For the six years previous to the unit's inactivation, the 630th AMSS provided fixed, deployed command and control, aerial port, and maintenance required for the United States' Global Reach in the western Pacific.

The squadron is part of AMC's en route system to provide fixed and deployed maintenance, aerial port and command and control support to deployed AMC forces. The squadron's mission is to provide critical en route services to deployed forces worldwide.
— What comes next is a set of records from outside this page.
PR #161, opened 2025-01-23
Remove @mure as a code owner

mure:
I'm leaving NI and will no longer be a code owner.


rajsite (approved):
"accidentally" removed Jesse 🕵️‍♂️, but fixed that up 😆

mure:
Oof, good catch. Guess my brain is already on vacation 😆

The 630th Air Mobility Support Squadron was one of Air Mobility Command's primary Pacific hubs for air traffic. It was AMC's senior activity at Yokota and it represented other AMC organizations in the Pacific including operating locations at Fukuoka Airport and Misawa Air Base, Japan. The 630th supported all strategic/commercial airlift throughout the Pacific. The air transportation function operated the primary U.S. aerial port in Japan, providing support to U. S. military passengers and cargo arriving or departing from Yokota.